When sorting, I'm looking for the same things I look for in hardwood. Clear
boards with few knots and minimal warpage. I'll pick out the best boards I can
find (be sure to re-stack neatly) and then, as for other furniture projects,
buy a couple more boards than called for in the plans (to allow for waste when
cutting around knots and cracks).
After getting the wood back to the shop, there's the matter of moisture
content. Here in Iowa, dimension lumber is dried to a moisture content of about
20%. This is a higher moisture that I want when building furniture projects. I
prefer something around 12% or a little less. So I like to take the time to let
the wood dry out a bit more before making any cuts.
To dry the wood, just stack it in your shop for a week or two on a flat surface
with sticks between the boards to let the air circulate around them. If you
have a moisture meter, check the moisture content once in a while. If you don't
have a moisture meter, I suggest you give the wood an extra week to be safe.

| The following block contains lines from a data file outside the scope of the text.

PR #10956, opened 2014-09-17
Clean keep.js

yipingliao:
This pull is a follow-up to the `keepService` refactoring pull last week, and cleans up a couple of things:
- Reorganized the code in `keep.js` a bit; should be fairly easy to drop in the neural networks code now.
- Renamed `kfKeepContent`, which was made up just to be different from `kfKeep` when we had two copies, to `kfKeepCard` (to be consistent with the new `kfLibraryCard`)
- Reduced number of calls to update keep tags.

@andrewconner


kifi-backend/modules/shoebox/angular/src/common/selectionService.js
```diff
@@ -67,10 +67,10 @@ angular.module('kifi')
     };
 
     Selection.prototype.getSelected = function (keeps) {
-      var self = this;
```
yipingliao, line 70: I noticed that elsewhere in that code we use `that`, so changing to be consistent.

kifi-backend/modules/shoebox/angular/src/keeps/keeps.js
```diff
@@ -8,14 +8,23 @@ angular.module('kifi')
     $scope.me = profileService.me;
     $scope.data = {draggedKeeps: []};
 
-    $scope.$watch(function () {
-      // TODO: is this too inefficient? Will this be called too many times?
-      return $scope.keeps.length + ',' + tagService.allTags.length;
-    }, function () {
+    // Whenever new keeps are loaded or when tags have been added or removed,
```
yipingliao, line 11: Previously, before the refactor, this watch was triggered whenever `keepService` was reset, which is effectively once per load. When I removed `keepService`, I triggered this whenever the length of the keeps in a controller changed. This was much more frequent because the keeps in the controllers are pushed in one by one. The new code triggers this watch only on the falling edge of `keepsLoading`, which brings the frequency of joining tags back down.

kifi-backend/modules/shoebox/angular/src/common/selectionService.js
```diff
@@ -67,10 +67,10 @@ angular.module('kifi')
...
+      var that = this;
 
       return keeps.filter(function (keep) {
-        return keep.id in self.selected;
+        return keep.id in that.selected;
```
2is10: might also consider:

``` javascript
var selected = this.selected;
return keeps.filter(function (keep) {
  return keep.id in selected;
});
```

Note that the `|| []` at the end is useless.

kifi-backend/modules/shoebox/angular/src/keep/keep.js
```diff
@@ -303,26 +333,16 @@ angular.module('kifi')
...
-
-        // TODO: bind to 'drop' event
-        scope.onTagDrop = function (tag) {
-          tagService.addKeepToTag(tag, scope.keep);
-          scope.isDragTarget = false;
-        };
+        // Dragging.
+        scope.$watch('editMode.enabled', function () {
+          element.attr('draggable', true);
+        });
```
2is10: Would it be possible to write this into the template instead? (I don’t know Angular well enough.)

``` html
draggable="!!editMode.enabled"
```

2is10:
good changes, thanks

kifi-backend/modules/shoebox/angular/src/keep/keep.js
yipingliao: Yes, it will actually look like `draggable="{{!!editMode.enabled}}"`. However, after digging into this, I discovered that this code always results in `draggable` being true, so I am going to remove this and add the attribute to the template. Thanks for spotting this!

kifi-backend/modules/shoebox/angular/src/common/selectionService.js
yipingliao: Updating, thanks.

PR #10957, opened 2014-09-17
if timing out when trying to get uri resources (i.e. images) then just i...

eishay:
...gnore value and not try again until cache expires
@stkem


stkem:
Actually, the second request often (not always) succeeds because embedly now knows about the uri and responds a lot quicker. This way we won't try again for 30 days. Just making sure that that is intended.

eishay:
2 minutes ttl is very long, and  in cases of repeating timeouts for the same url its a churn on the system. How about reducing that cache to one or two days?

stkem:
That could increase total load significantly (even if reducing timeouts). An alternative could be to set `waiting` to false in the request here (causing it to return immediately if there is nothing and fetch it in the background) and _not_ cache empty responses.

eishay:
Good idea, I'm going to hold on this pull request for now as we're trying
alternative options.

PR #10958, opened 2014-09-17
making unkeep from library idempotent

2is10:
@ahsu1230

### DIFF
--- a/kifi-backend/modules/shoebox/app/com/keepit/commanders/KeepsCommander.scala
+++ b/kifi-backend/modules/shoebox/app/com/keepit/commanders/KeepsCommander.scala
@@ -437,6 +437,7 @@ class KeepsCommander @Inject() (
       keeps.map(setKeepStateWithSession(_, KeepStates.INACTIVE, userId))
     }
     finalizeUnkeeping(keeps, userId)
+    keeps map KeepInfo.fromKeep
   }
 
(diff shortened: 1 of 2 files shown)


kifi-backend/modules/shoebox/app/com/keepit/commanders/KeepsCommander.scala
```diff
@@ -472,30 +475,32 @@ class KeepsCommander @Inject() (
...
         Left("permission_denied")
     }
   }
 
-  private def finalizeUnkeeping(keeps: Seq[Keep], userId: Id[User])(implicit context: HeimdalContext): Seq[KeepInfo] = {
+  private def finalizeUnkeeping(keeps: Seq[Keep], userId: Id[User])(implicit context: HeimdalContext): Unit = {
     // TODO: broadcast over any open user channels
     keptAnalytics.unkeptPages(userId, keeps, context)
     searchClient.updateURIGraph()
-    keeps map KeepInfo.fromKeep
```
ahsu1230, line 498: just curious, what's the advantage of taking this out of finalizeUnkeeping?

ahsu1230:
looks good, thanks

kifi-backend/modules/shoebox/app/com/keepit/commanders/KeepsCommander.scala
2is10, line 498: I felt it made the code more confusing. It’s unrelated to finalizing the unkeeping. It’s just about preparing a method’s return value. In particular, in `unkeepManyFromLibrary`, the set of keeps that we need to return is now potentially different from the set of keeps that need “unkeep finalizing”.

PR #10960, opened 2014-09-17
reducing the amount of information about library sent to extension with each keep

2is10:
The extension really only needs to know the library’s ID and whether it’s secret.
@ahsu1230


ahsu1230:
:+1:

PR #11046, opened 2014-09-20
Introducing DistributedSearchServiceClient

leogrim:
@ymatsuda @eishay 
This is a separate service client to handle intra-cluster communication in Search. This should help keep a lot of search specific logic / classes out of Common. This is an intermediary (working) state because some calls in SearchServiceClient still require the DistributedSearchRouter (e.g. sharingUserInfo). I'll wrap this up after we have migrated to the new search engine / indexes.


eishay:
:+1:  less is common is better!

PR #11050, opened 2014-09-22
create library endpoint

ahsu1230:
@2is10 @andrewconner 

create library endpoint
takes in name & visibility
returns LibraryData

### DIFF
--- a/kifi-backend/modules/shoebox/app/com/keepit/commanders/LibraryCommander.scala
+++ b/kifi-backend/modules/shoebox/app/com/keepit/commanders/LibraryCommander.scala
@@ -92,47 +92,43 @@ class LibraryCommander @Inject() (
     badMessage match {
       case Some(x) => Left(LibraryFail(x))
       case _ => {
-        val myLibs = db.readOnlyReplica { implicit s =>
-          for (t <- libraryRepo.getByUser(ownerId) if t._1 == LibraryAccess.OWNER) yield {
-            t._2
-          }
-        }
         val validSlug = LibrarySlug(libAddReq.slug)
-        if (myLibs.exists(lib => lib.name == libAddReq.name || lib.slug == validSlug)) {
-          Left(LibraryFail("library_name_or_slug_exists"))
-        } else {
-          val (collaboratorIds, followerIds) = db.readOnlyReplica { implicit s =>
-            val collabs = libAddReq.collaborators.getOrElse(Seq()).map { x =>
-              val inviteeIdOpt = userRepo.getOpt(x) collect { case user => user.id.get }
-              inviteeIdOpt.get
+        db.readOnlyReplica { implicit s => libraryRepo.getByNameOrSlug(ownerId, libAddReq.name, validSlug) } match {
+          case Some(lib) =>
+            Left(LibraryFail("library_name_or_slug_exists"))
+          case None =>
+            val (collaboratorIds, followerIds) = db.readOnlyReplica { implicit s =>
+              val collabs = libAddReq.collaborators.getOrElse(Seq()).map { x =>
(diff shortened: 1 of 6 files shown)


ahsu1230:
right now, takes in a slug as parameter
-> removing that and will use the same "auto-create" slug as on the website

kifi-backend/modules/shoebox/app/com/keepit/commanders/LibraryCommander.scala
```diff
@@ -97,8 +97,8 @@ class LibraryCommander @Inject() (
             t._2
           }
         }
-        val exists = myLibs.exists(lib => lib.name == libAddReq.name || lib.slug == libAddReq.slug)
-        if (exists) {
+        val validSlug = LibrarySlug(libAddReq.slug)
+        if (myLibs.exists(lib => lib.name == libAddReq.name || lib.slug == validSlug)) {
```
2is10: This check could be done in the database pretty easily, no?

kifi-backend/modules/shoebox/app/com/keepit/controllers/ext/ExtLibraryController.scala
```diff
@@ -97,6 +97,24 @@ class ExtLibraryController @Inject() (
     }
   }
 
+  def addLibrary = JsonAction.authenticatedParseJson { request =>
```
2is10: Okay if we keep these action methods in the same order they appear in the routes file? This would go just under `getLibraries`.

kifi-backend/modules/shoebox/app/com/keepit/controllers/ext/ExtLibraryController.scala
```diff
@@ -97,6 +97,24 @@ class ExtLibraryController @Inject() (
...
+    val body = request.body.as[JsObject]
+    val name = (body \ "name").as[String]
+    val visibility = (body \ "visibility").as[LibraryVisibility]
+    val slug = (body \ "slug").as[String]
+    val addRequest = LibraryAddRequest(name, visibility, description = None, slug, collaborators = None, followers = None)
+    libraryCommander.addLibrary(addRequest, request.userId) match {
+      case Left(fail) => BadRequest(Json.obj("error" -> fail.message))
+      case Right(lib) =>
+        val owner = db.readOnlyMaster { implicit s => basicUserRepo.load(request.userId) }
```
2is10: The `username` and `externalId` should be available directly on `request.user`. No need for a `BasicUser`.

kifi-backend/modules/shoebox/test/com/keepit/controllers/ext/ExtLibraryControllerTest.scala
```diff
@@ -290,6 +290,39 @@ class ExtLibraryControllerTest extends Specification with ShoeboxTestInjector wi
...
+        status(addLibrary(user1, Json.obj("name" -> "Lib/\" 3", "visibility" -> "secret", "slug" -> "lib3"))) === BAD_REQUEST
+
+        // invalid slug
+        status(addLibrary(user1, Json.obj("name" -> "Lib 3", "visibility" -> "secret", "slug" -> "lib  3"))) === BAD_REQUEST
+
+        db.readOnlyMaster { implicit s =>
+          libraryRepo.count === 1
+        }
+      }
+    }
```
2is10: nice test cases. okay if we move them up just under the `getLibraries` tests?

2is10:
Thanks, Aaron! Minor comments. Looks great.

kifi-backend/modules/shoebox/app/com/keepit/controllers/ext/ExtLibraryController.scala
ahsu1230: right I forgot about request.user

PR #11051, opened 2014-09-22
more flexible cortex model version control

yingjieMiao:
@stkem 

I initially wanted to have a more flexible control, e.g. view topic words of different versions. Turns out it's far more complicated than I thought. For example, in the admin LDA page, we can query word's topic and doc topic, but this can only be done for "the active" model. (unless we load several possible models together into memory). Things like user/uri interest score, lda configurations, etc, also significantly adds complexity. 

What's in this PR:
- In `LDACommander` and `LDAInfoCommander`, the ldaVersion is not from injected `wordRepresenter`. It's 'hard coded' to the PublishingLDAVersion. (Decouple of the retrieval version and updating version)
- take `wordRep` and `docRep` out of LDACommander, mainly because they could have different underlying versions than other components in the `LDACommander`. Put them in the same context can be confusing. They now form a `RepresenterCommander`, used for admin only. 
- some clean up/ code reordering. No actual logic change.

### DIFF
--- a/kifi-backend/modules/cortex/app/com/keepit/common/commanders/FeatureRetrievalCommander.scala
+++ b/kifi-backend/modules/cortex/app/com/keepit/common/commanders/FeatureRetrievalCommander.scala
@@ -1,21 +1,24 @@
 package com.keepit.common.commanders
 
 import com.google.inject.{ Inject, Singleton }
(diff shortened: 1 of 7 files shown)


stkem:
lgtm
good start

PR #11056, opened 2014-09-23
Implement library search similarly to kifi search

leogrim:
@ymatsuda 
I'll likely have to refine the scoring logic once I get the endpoint to work. It's also not super DRY, I think I can probably reorganize it a bit to share more code with keep search.


ymatsuda:
lgtm!

PR #11057, opened 2014-09-23
factor out AdminUserActions

raymondng:
Factored out `AdminUserActions` to make `UserActions` a bit more light weight, and to facilitate migration from old framework

@andrewconner


andrewconner:
Nice

PR #11059, opened 2014-09-23
increase ttl for user cache to one week so it would survive the weekend and few inactivity days

eishay:
@andrewconner


eishay:
now we're at "hits 391909 , misses 72541, sets 967" seems to be a "not enough sets" problem. added some `readFromMaster` calls

eishay:
@ahsu1230

PR #11060, opened 2014-09-23
Fix staggering of connection cards on /invite.

yipingliao:
@2is10 Hi! Can you take a look at this small PR? It fixes a display issue Eishay brought up yesterday.

Thanks!
Screenshot in https://app.asana.com/0/2295914802884/16460795118057

### DIFF
--- a/kifi-backend/modules/shoebox/angular/src/invite/connectionCard.styl
+++ b/kifi-backend/modules/shoebox/angular/src/invite/connectionCard.styl
@@ -83,8 +83,8 @@
 
   .kf-connection-card-who
 
+    float: left
     padding-top: 20px
-    display: inline-block
     width: 60%
 
     .kf-main-label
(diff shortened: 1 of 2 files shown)


kifi-backend/modules/shoebox/angular/src/invite/connectionCard.tpl.html
```diff
@@ -1,11 +1,11 @@
 <div class="kf-connection-card" ng-class="{'kf-connection-invited': invited}" ng-hide="hidden"> <!-- Should really be ng-if but that causes some error for some reason -->
   <img class="kf-connection-card-image" onerror="this.src='https://www.kifi.com/assets/img/ghost.100.png'" ng-src="{{mainImage}}" ng-class="{'kf-connection-card-email-image': email}">
-  <span class="kf-connection-card-who">
+  <div class="kf-connection-card-who">
```
yipingliao, line 3: This doesn't help with the bug, but it makes more sense to me to have the spans be contained in a div, since the spans are stacked on top of each other.

kifi-backend/modules/shoebox/angular/src/invite/connectionCard.styl
```diff
@@ -83,8 +83,8 @@
 
   .kf-connection-card-who
 
+    float: left
     padding-top: 20px
-    display: inline-block
```
yipingliao, line 87: `inline-block` was causing problems because the baseline of the text moves up and down depending on which lines in `.kf-connection-card-who` are being displayed, causing a staggering effect.

2is10, line 87: adding `vertical-align: top` to this rule should fix it without floating

kifi-backend/modules/shoebox/angular/src/invite/connectionCard.tpl.html
2is10, line 3: `div` sounds good

kifi-backend/modules/shoebox/angular/src/invite/connectionCard.styl
yipingliao, line 87: Yes, thank you! :)

PR #11061, opened 2014-09-23
changing create library route to POST /ext/libraries

2is10:
@ahsu1230 

This is the dominant convention for creating a resource when PUT is not applicable. That is, the resource is not fully defined by the request (e.g. ID will be server generated). To verify this, you can search the web for “REST conventions”, visit any of the top results, and then search the page for “creat”.


2is10:
merging so I can use it, comments welcome

ahsu1230:
:+1:

PR #11066, opened 2014-09-23
removing userScoreCache usage from Graph (no cache hits)

ahsu1230:
report has been showing up as 100% cache misses on GRAPH for `user_connection_score`.
But really, this is probably a reporting error on GRAPH's side.

@yingjieMiao found that even though there are no cache hits on GRAPH, there are `user_connection_score` usages in CURATOR (which only has a 5% miss). When CURATOR can't find the user score it wants in the cache, it will call a method from GRAPH to retrieve that info.
However, currently in GRAPH, it checks the `user_connection_score` cache (which doesn't have it anyway) and will always cause cache misses and never hits.

So, it might be best to keep the cache reporting on CURATOR (who is really the only one using it anyway) and take the cache gets/sets out of GRAPH.

@yingjieMiao did I miss anything?
@eishay

### DIFF
--- a/kifi-backend/modules/graph/app/com/keepit/graph/commanders/GraphCommander.scala
+++ b/kifi-backend/modules/graph/app/com/keepit/graph/commanders/GraphCommander.scala
@@ -38,8 +38,6 @@ class GraphCommander @Inject() (
     val urisList = getUriScoreList(startingVertexId, journal, avoidFirstDegreeConnection)
     val usersList = getUsersScoreList(startingVertexId, journal, avoidFirstDegreeConnection)
     uriScoreCache.set(ConnectedUriScoreCacheKey(userId, avoidFirstDegreeConnection), urisList)
-    userScoreCache.set(ConnectedUserScoreCacheKey(userId, avoidFirstDegreeConnection), usersList)
-    log.error(s"Cache Set on UserScoreCache Set ($userId, $avoidFirstDegreeConnection)")
     (urisList, usersList)
   }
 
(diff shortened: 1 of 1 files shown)


yingjieMiao:
you want to modify two methods:
`getConnectedUriScores` and `getConnectedUserScores`. 
You want to remove the read-from-cache step from graph. 
You need to keep the set-cache on graph.

kifi-backend/modules/graph/app/com/keepit/graph/commanders/GraphCommander.scala
```diff
@@ -38,8 +38,6 @@ class GraphCommander @Inject() (
     val urisList = getUriScoreList(startingVertexId, journal, avoidFirstDegreeConnection)
     val usersList = getUsersScoreList(startingVertexId, journal, avoidFirstDegreeConnection)
     uriScoreCache.set(ConnectedUriScoreCacheKey(userId, avoidFirstDegreeConnection), urisList)
-    userScoreCache.set(ConnectedUserScoreCacheKey(userId, avoidFirstDegreeConnection), usersList)
```
yingjieMiao, line 41: better to set this? I understand it will be set on the curator side. I think it's still graph's responsibility to keep the cache fresh and up.

eishay, line 41: thanks!

ahsu1230:
okay, wasn't sure on getConnectedUriScores since the cache key `user_feed_score` hasn't shown up on any error reports so didn't want to touch it =)

ahsu1230:
thanks for the help!

yingjieMiao:
ah, you have a point. let's see if anything changes.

As the wood dries, it may also change shape (warp, cup). Or develop checks
(cracks) on the surfaces or ends. So I look at the boards carefully as I begin
to lay out all the parts. When laying out the boards, I'm just marking the
rough sizes of the pieces in the cutting diagram or from the materials list
that came with the plans. Note: Give yourself about an extra 1/2" in width
and 1" in length. The main thing is to avoid any loose knots or cracks.
After laying out all the parts, I begin cutting the boards to rough size.
First, cross cut them to make the long boards more manageable. Then the pieces
can be ripped to rough dimensions. The important thing is to square up one edge
first. At this point, the wood may not have perfectly square, flat surfaces, so
the first edge may have to be jointed.
Shop Note: Also, if a board is cupped, place the cupped face down on the table
saw to keep it from rocking during the cut. Finally, because the dimension
lumber usually has milled (rounded over) edges, I make all the rip cuts with
the square edge against the fence. This way, when the piece is ripped to
finished width, the last cut leaves both edges of the workpiece square.